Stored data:
***

PR #5500, opened 2019-03-11
Fix search highlighting to not mangle/expose some HTML [topic 550840

live627:


live627:
Before
Untitled (Recovered)

After
Untitled

albertlast:
what is the [topic xxxxx] thing?

PR #5502, opened 2019-03-11
Doc fixes

Oldiesmann:
Various fixes to the docblock comments to make [apiGen](https://github.com/ApiGen/ApiGen) work properly. See http://www.oldiesmann.us/smfdocs/ for an example of the output and individual commits for more info.

This is still a WIP and more commits might be coming as I have more time to play with ApiGen


jdarwood007:
@uses is supposed to be valid: https://docs.phpdoc.org/references/phpdoc/tags/uses.html

Oldiesmann:
@jdarwood007 It is valid - just not the way we're using it.

jdarwood007:
Can we fix it properly by referencing things the right way then?

Oldiesmann:
> Can we fix it properly by referencing things the right way then?

Completely forgot about this until now. I'll play around with it again soon when I have time and see what I can do.

Oldiesmann:
Closing this one out as it's outdated. A lot has changed in the past year. Will resubmit a newer one when I have time.

live627:
Well, most of your changes were still valid.

PR #5515, opened 2019-03-13
Fix regular members board permission

### LINKED ISSUE #5514: board permissions, regular members
If you create a new board and you only give regular members access, they still won't see the board

Deny boards option is off
All groups are deselected but the regular members

SychO9:
Fixes #5514

regular members group id = 0
$boardUpdateParameters['member_groups'] is a string containing group ids seperated by commas, so if we only check regular members we get 0 which doesn't pass the test for empty()

### DIFF
--- a/Sources/Subs-Boards.php
+++ b/Sources/Subs-Boards.php
@@ -668,7 +668,7 @@ function modifyBoard($board_id, &$boardOptions)
 	);
 
 	// Do permission sync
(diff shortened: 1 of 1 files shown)


live627 (approved):

Sesquipedalian:
Since this involves access permissions, I'm going to go ahead and put in into RC2.

live627:
ok, wassn't sure  if this would mess with the release cycle

PR #5525, opened 2019-03-18
Tidy the UI structure's css code

SychO9:
@Gwenwyfar check it out when you got time


XinYenFon (approved):

Gwenwyfar (approved):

***

AIM OF THE TASK:
Retype all of the records above, word for word.

TASK RESULT:
PR #5500, opened 2019-03-11
Fix search highlighting to not mangle/expose some HTML [topic 550840

live627:


live627:
Before
Untitled (Recovered)

After
Untitled

albertlast:
what is the [topic xxxxx] thing?

PR #5502, opened 2019-03-11
Doc fixes

Oldiesmann:
Various fixes to the docblock comments to make [apiGen](https://github.com/ApiGen/ApiGen) work properly. See http://www.oldiesmann.us/smfdocs/ for an example of the output and individual commits for more info.

This is still a WIP and more commits might be coming as I have more time to play with ApiGen


jdarwood007:
@uses is supposed to be valid: https://docs.phpdoc.org/references/phpdoc/tags/uses.html

Oldiesmann:
@jdarwood007 It is valid - just not the way we're using it.

jdarwood007:
Can we fix it properly by referencing things the right way then?

Oldiesmann:
> Can we fix it properly by referencing things the right way then?

Completely forgot about this until now. I'll play around with it again soon when I have time and see what I can do.

Oldiesmann:
Closing this one out as it's outdated. A lot has changed in the past year. Will resubmit a newer one when I have time.

live627:
Well, most of your changes were still valid.

PR #5515, opened 2019-03-13
Fix regular members board permission

### LINKED ISSUE #5514: board permissions, regular members
If you create a new board and you only give regular members access, they still won't see the board

Deny boards option is off
All groups are deselected but the regular members

SychO9:
Fixes #5514

regular members group id = 0
$boardUpdateParameters['member_groups'] is a string containing group ids seperated by commas, so if we only check regular members we get 0 which doesn't pass the test for empty()

### DIFF
--- a/Sources/Subs-Boards.php
+++ b/Sources/Subs-Boards.php
@@ -668,7 +668,7 @@ function modifyBoard($board_id, &$boardOptions)
 	);
 
 	// Do permission sync
(diff shortened: 1 of 1 files shown)


live627 (approved):

Sesquipedalian:
Since this involves access permissions, I'm going to go ahead and put in into RC2.

live627:
ok, wassn't sure  if this would mess with the release cycle

PR #5525, opened 2019-03-18
Tidy the UI structure's css code

SychO9:
@Gwenwyfar check it out when you got time


XinYenFon (approved):

Gwenwyfar (approved):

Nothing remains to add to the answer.